Implications of a flame surface density approach to large eddy simulation of premixed turbulent combustion

Large eddy simulation (LES) is now widely regarded as an improvement on existing computational fluid dynamics (CFD) techniques in addressing classes of combustion problems where traditional CFD approaches have experienced some difficulty [1-3]. This is particularly true in situations where there is significant unsteadiness that is characterized by large-scale flow-flame interactions. The flame surface density (FSD) approach to the modeling of premixed turbulent combustion is well established in the context of Reynolds-averaged simulations, and has shown potential as a technique for LES [4]. In this paper, results are presented by using the flame surface density model of Hawkes and Cant [4] in a flame propagation test case that further demonstrates the feasibility of the approach.

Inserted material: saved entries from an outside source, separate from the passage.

PR #90, opened 2015-07-07
Feedback

Uberi:
Implement all the feedback currently at https://etherpad.mozilla.org/new-telemetry-dash-feedback.

Snapshot:

* Probe Search in Evolution Dashboard isn't very fuzzy - mconley
* Evolution dash:
    * plotting all versions of release channel 22 to 39 doesn't plot everything
    * release channel evo should have a prompt to switch x-axis to "by date" instead of "by buildID"
    * it should be possible to see the mean for boolean histograms
    * URL:  http://mzl.la/1KL4WC2
    * clicking on Feedback should open a new tab
    * going to the url above, clicking feedback, and hitting back results in "no data available"
    * reported by Markus Stange

### DIFF
--- a/dist.html
+++ b/dist.html
@@ -20,8 +20,8 @@
 <body>
     <div class="container-fluid">
         <header>
-            <form id="histogram-filters" class="navbar-form inline" style="float: right; margin: 0">
-                <a href="https://etherpad.mozilla.org/new-telemetry-dash-feedback" class="btn btn-success" title="Send feedback about Telemetry dashboards">Send feedback</a>
+            <form class="navbar-form inline" style="float: right; margin: 0">
+                <a href="https://etherpad.mozilla.org/new-telemetry-dash-feedback" class="btn btn-success" title="Send feedback about Telemetry dashboards" target="_blank">Send feedback</a>
                 <a href="./evo.html" class="btn btn-default" id="switch-views" title="Switch to the evolution view">Evolution View</a>
                 <a href="./" class="btn btn-default btn-primary" title="Landing page for Telemetry dashboards">Dashboards Home</a>
                 <a href="./tutorial.html#HistogramDashboard" class="btn btn-default" id="tutorial" title="Usage tutorial for Telemetry dashboards">Usage Tutorial</a>
--- a/dist.html
+++ b/dist.html
@@ -20,8 +20,8 @@
 <body>
     <div class="container-fluid">
         <header>
-            <form class="navbar-form inline" style="float: right; margin: 0">
-                <a href="https://etherpad.mozilla.org/new-telemetry-dash-feedback" class="btn btn-success" title="Send feedback about Telemetry dashboards" target="_blank">Send feedback</a>
+            <form class="navbar-form inline pull-right">
+                <a href="https://etherpad.mozilla.org/new-telemetry-dash-feedback" class="btn btn-success" title="Give feedback about Telemetry dashboards" target="_blank">Give feedback</a>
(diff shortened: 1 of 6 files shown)


dist.html
```diff
@@ -94,8 +94,8 @@ <h3 id="measure-description" style="font-size: 14px; margin: 0 3px"></h3>
                                     <label><input name="cumulative-toggle" type="radio" value="1"> Cumulative</label>
                                 </div>
                                 <div>
-                                    Date range variable: filter submissions by build ID range or submission date range:
-                                    <label><input name="build-time-toggle" type="radio" value="0"> Build Date</label>
+                                    Date range variable: filter submissions by build/release date range or submission date range:
```
vdjeric: why "release date"?

dist.html
```diff
@@ -94,8 +94,8 @@ <h3 id="measure-description" style="font-size: 14px; margin: 0 3px"></h3>
...
+                                    <label><input name="build-time-toggle" type="radio" value="0"> Build/Release Date</label>
```
vdjeric: ditto

evo.html
```diff
@@ -20,7 +20,7 @@
     <div class="container-fluid">
         <header>
             <form class="navbar-form" style="float: right; margin: 0">
-                <a href="https://etherpad.mozilla.org/new-telemetry-dash-feedback" class="btn btn-success" title="Send feedback about Telemetry dashboards">Send feedback</a>
+                <a href="https://etherpad.mozilla.org/new-telemetry-dash-feedback" class="btn btn-success" title="Send feedback about Telemetry dashboards" target="_blank">Send feedback</a>
```
vdjeric: Send feedback -> Give feedback

index.html
```diff
@@ -23,6 +23,9 @@
 <body>
     <div class="container-fluid">
         <header>
+            <form class="navbar-form inline" style="float: right; margin: 0">
```
vdjeric: don't hard-code style in the html

src/evo.js
```diff
@@ -53,20 +53,9 @@ Telemetry.init(function() {
...
+        $("#measure-description").text(description + " (" + measure + ")");
         $("#submissions-title").text(measure + " submissions");
-        
-        // Figure out which aggregates actually apply to this measure
-        var options;
-        if (measureEntry.kind == "linear" || measureEntry.kind == "exponential") {
-          options = [["median", "Median"], ["mean", "Mean"], ["5th-percentile", "5th Percentile"], ["25th-percentile", "25th Percentile"], ["75th-percentile", "75th Percentile"], ["95th-percentile", "95th Percentile"]]
-        } else {
-          options = [["submissions", "Submissions"]];
-        }
```
vdjeric: I think we still want this. Mean makes sense for flag, boolean histograms, the percentiles don't. Similarly it makes no sense to show Evo chart for enumerated histograms for example

dist.html
Uberi: For viewing data under the release channel, it might make more sense to say "release date" rather than "build date".

vdjeric: it really is a build date though. and release date & build date aren't
always the same. plus it's not data only collected from a specific release
day

vdjeric: maybe we can resolve this by putting "(switch to submission date)" or
"(switch to build ID)" next to the X-axis label on evo charts

Uberi:
Updated, now live at http://production.telemetry-dashboard.divshot.io/evo.html

vdjeric:
Merging, but there's another bug: when I open the dash in a private window (no cookies) and switch the histogram from GC_MS (exponential) to SHUTDOWN_OK (boolean), it says "Data missing" until I select Mean as the chosen measure. if there is only on emeasure available (Mean), it should choose it automatically

PR #91, opened 2015-07-08
Modified settings

Uberi:
* The advanced settings panel will now show "(modified)" when we change advanced settings, and open on load.
* It is no longer possible to select versions that are in different channels in evolution dashboard, like beta to nightly.
* The X-axis label now changes along with the evolution variable.
* Bugfixes for switching between aggregates of different kinds - switching to a flag histogram should automatically select the Mean aggregate, even when it was not previously selected.

Now live on http://production.telemetry-dashboard.divshot.io/

### DIFF
--- a/dist.html
+++ b/dist.html
@@ -83,7 +83,7 @@
             <div class="col-md-12">
                 <div class="panel panel-default">
                     <div class="panel-heading" role="tab">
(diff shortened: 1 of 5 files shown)


vdjeric:
Looks good!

Firstly, the response of the model to variations in turbulence intensity is examined, and an assessment of the relative importance of the source terms in the balance equation for FSD is made. Secondly, it is shown how LES can exploit the effects of large-scale coherent structures in the prediction of FSD through an analysis of the resolved strain source term. Lastly, the model behavior under variations of the filter size is examined. It is an essential but difficult test for FSD models for LES that the results are independent of the filter size. It is shown that the FSD responds to variations in filter size as expected. An increase in filter size results in a decrease in resolved wrinkling, but an increase in sub-grid wrinkling. The net propagation rate of the turbulent flame is shown to be largely independent of the chosen filter size. (C) 2001 by The Combustion Institute.